Saving the Whale: Excel, SpreadServe & JP Morgan's Synthetic Credit Portfolio

April 12, 2017

The JP Morgan Whale episode is a much referenced spreadsheet horror story. JPMC's own Task Force Report provides great detail. Baseline Scenario's Importance of Excel blog got a lot of attention on Hacker News and FT Alphaville produced a thoughtful commentary. In my Excel on the Trading Floor blog entry I explored how trader developed spreadsheets are the paradigm use case for SpreadServe: how replacement with bespoke in house code is expensive, time consuming and produces an inflexible result. And how important it is to retain the time to market and agility of spreadsheets while mitigating their operational issues by automating, integrating and serverizing. The Whale episode is a perfect illustration of those issues. The report gives us plenty of detail on the spreadsheet models in play on pages 104 to 108, and in Appendix A. SpreadServe enables the serverization and automation of unmodified calc heavy Excel spreadsheets via its Python, Rest and C++ APIs, and the injection and capture of inputs and outputs to and from database using its connectors. So let's drill into how SpreadServe would have improved things. Here are the issues identified in the report...

Error prone manual operation

  • p105 describes the problems with manual spreadsheet operation: "the model was approved despite observed operation problems. The Model Review Group noted that the VaR computation was being done on spreadsheets using a manual process and it was therefore 'error prone' and 'not easily scalable'. Although the Model Review Group included an action plan requiring CIO to updgrade its infrastructure to enable the VaR calculation to be automated comtemporaneously with the model's approval, the Model Review Group had no basis for concluding that the contemplated automation would be possible on such a timetable".
  • p124 & 127 notes manual operation: "the model operated through a series of Excel spreadsheets, which had to be completed manually"
  • p126 again notes that automation was mandated, but not done.

SpreadServe fix: SpreadServe runs unmodified calc heavy spreadsheets on a server as genuine headless server processes emulating Excel without any in process GUI. It's Python, C++ and Rest APIs and infrastructure connectors enable complete automation of input injection from databases and message buses, and results capture and broadcast to the same for logging, audit and broadcast purposes.
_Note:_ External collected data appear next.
PR #1129, opened 2018-03-16
Add realtime scoreboard sorting

tomangelo2:


src/level/scoreboard.h
```diff
@@ -32,6 +32,22 @@
...
+ * \struct Score
+ * \brief Struct containing score of individual team and additional variables to allow sorting teams through different criteria
+*/
+struct Score
+{
+    int points = 0; //! Team score
+    float time = 0; //! Time when points were scored 
+};
+
+enum SortType
```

All manual operation can be eliminated, removing a whole class of errors and saving hours of skilled staff time.

Lack of testing

  • p123 describes insufficient back testing.
  • p125 notes the cursory comparison of differing results produced with the West End and Numerix Excel addins.

SpreadServe fix: SpreadServe's Python, C++ and Rest APIs and infrastructure connectors make it easy to build and operate extensive test suites. Back testing suites to pull inputs from market data history DBs, push them through the spreadsheets and capture results back to DBs are straightforward to build.

What code is actually running?

  • p128,9 details the West End Gaussian Copula vs Uniform Rate issue as well as the Hazard rate calc error: dividing by the sum of two numbers, not the average, reducing volatility by a factor of two and so reducing VaR. "It also remains unclear when this error was introduced in the calculation"

SpreadServe fix: the Gaussian Copula vs Uniform Rate toggle could have been made into an explicit input with SpreadServe, an the value of that input captured, instead of being allowed to default. SpreadServe's fingerprinting feature computes a hash from the aggregate of all the formulae in a spreadsheet. This can be captured in a DB, flagging when code changes are introduced.

Conclusion: a SpreadServe deployment would have automated the VaR model, as well as enabling extensive testing, tracking of code changes and explicit specification of key inputs.